Segment Start: Stored data

PR #631, opened 2023-06-16
CI: Only run workflows on push to master or stable

dbnicholson:
Currently when you open a PR, the Build and Lint workflows run twice because they run on any push event in addition to the pull request event. Instead, limit the push events to the master or stable branch.


dbnicholson:
Notice how this PR has 4 workflows, but #584 has 6 workflows with the Build and Test workflows repeated.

Segment End: Stored data

▶ Action item: The string to find is "master"; copy every line of the listing that has it.

▶ Response to the task:
CI: Only run workflows on push to master or stable
Currently when you open a PR, the Build and Lint workflows run twice because they run on any push event in addition to the pull request event. Instead, limit the push events to the master or stable branch.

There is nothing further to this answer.